[Data excerpts]
PR #3308, opened 2023-06-25
Real browser monitor type

louislam:
It is a 2nd attempt. The original plan of #1787 was using the chromium executable from playwright, but unfortunately it is not purely working on Linux, the executable still need some dependencies from Debian.

- [Non-docker] Specify the chrome executable in the Settings page 
- [Docker] 
    - Plan 1: Run `apt install chromium-browser` automatically on startup if the user enabled the browser support. Startup could be slow (Is it possible to install into ./data volume??)
    - Plan 2: Separated container, browser agent. Setup is more difficult.
- Support Chromium only first


mabed-fr:
Hello,

I think it's great but what need is he expressing? do you want to develop the possibility of creating user journeys?

However, good practice would require an external container to be used.

Mathieu

louislam:
> Hello,
> 
> I think it's great but what need is he expressing? do you want to develop the possibility of creating user journeys?
> 
> However, good practice would require an external container to be used like this project (https://github.com/dgtlmoon/changedetection.io/blob/master/docker-compose.yml)
> 
> have you studied all the possibilities? selenium for javascript support or playwright-chrome?
> 
> Mathieu

With a real browser engine, Uptime Kuma could possibly go further. For example, I just implemented taking a screenshot which cannot be done by a pure http client.


image

mabed-fr:
Great ! 

Available to try if needed.

mabed-fr:
Can you provide docker command for tests ?

Doesn't work

docker run --rm -it -p 3000:3000 -p 3001:3001 --pull always -e 'UPTIME_KUMA_GH_REPO=playwright' louislam/uptime-kuma:pr-test

louislam:
Missing my username, it should be this:

```
docker run --rm -it -p 3000:3000 -p 3001:3001 --pull always -e 'UPTIME_KUMA_GH_REPO=louislam:playwright' louislam/uptime-kuma:pr-test
```

But it is not fully working in this docker image yet, because I haven't set the env var UPTIME_KUMA_IS_CONTAINER=1

mostlyvirtual:
Using apt update && apt --yes --no-install-recommends install chromium fonts-indic fonts-noto fonts-noto-cjk manually in the docker container worked for me, FYI.

However, I was thinking about what @louislam said in the initial post in this issue, and then about what @mabed-fr said.
I run a separate container for chrome/playwright anyway, that I share between some different projects, so it would obviously benefit me to just point uptime-kuma to that container, but even ignoring my need it could be beneficial to have it in a separate container like changedetection does, so you could share it with other containers, or just keep the same chromium version if you wanted to update kuma but not that. Just my 2 cents.

adamhancock:
@mostlyvirtual I've started working on Remote Browsers here: https://github.com/louislam/uptime-kuma/pull/3904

■ Task goal
Would you return every line of the data above exactly?

■ Answer space
PR #3308, opened 2023-06-25
Real browser monitor type

louislam:
It is a 2nd attempt. The original plan of #1787 was using the chromium executable from playwright, but unfortunately it is not purely working on Linux, the executable still need some dependencies from Debian.

- [Non-docker] Specify the chrome executable in the Settings page 
- [Docker] 
    - Plan 1: Run `apt install chromium-browser` automatically on startup if the user enabled the browser support. Startup could be slow (Is it possible to install into ./data volume??)
    - Plan 2: Separated container, browser agent. Setup is more difficult.
- Support Chromium only first


mabed-fr:
Hello,

I think it's great but what need is he expressing? do you want to develop the possibility of creating user journeys?

However, good practice would require an external container to be used.

Mathieu

louislam:
> Hello,
> 
> I think it's great but what need is he expressing? do you want to develop the possibility of creating user journeys?
> 
> However, good practice would require an external container to be used like this project (https://github.com/dgtlmoon/changedetection.io/blob/master/docker-compose.yml)
> 
> have you studied all the possibilities? selenium for javascript support or playwright-chrome?
> 
> Mathieu

With a real browser engine, Uptime Kuma could possibly go further. For example, I just implemented taking a screenshot which cannot be done by a pure http client.


image

mabed-fr:
Great ! 

Available to try if needed.

mabed-fr:
Can you provide docker command for tests ?

Doesn't work

docker run --rm -it -p 3000:3000 -p 3001:3001 --pull always -e 'UPTIME_KUMA_GH_REPO=playwright' louislam/uptime-kuma:pr-test

louislam:
Missing my username, it should be this:

```
docker run --rm -it -p 3000:3000 -p 3001:3001 --pull always -e 'UPTIME_KUMA_GH_REPO=louislam:playwright' louislam/uptime-kuma:pr-test
```

But it is not fully working in this docker image yet, because I haven't set the env var UPTIME_KUMA_IS_CONTAINER=1

mostlyvirtual:
Using apt update && apt --yes --no-install-recommends install chromium fonts-indic fonts-noto fonts-noto-cjk manually in the docker container worked for me, FYI.

However, I was thinking about what @louislam said in the initial post in this issue, and then about what @mabed-fr said.
I run a separate container for chrome/playwright anyway, that I share between some different projects, so it would obviously benefit me to just point uptime-kuma to that container, but even ignoring my need it could be beneficial to have it in a separate container like changedetection does, so you could share it with other containers, or just keep the same chromium version if you wanted to update kuma but not that. Just my 2 cents.

adamhancock:
@mostlyvirtual I've started working on Remote Browsers here: https://github.com/louislam/uptime-kuma/pull/3904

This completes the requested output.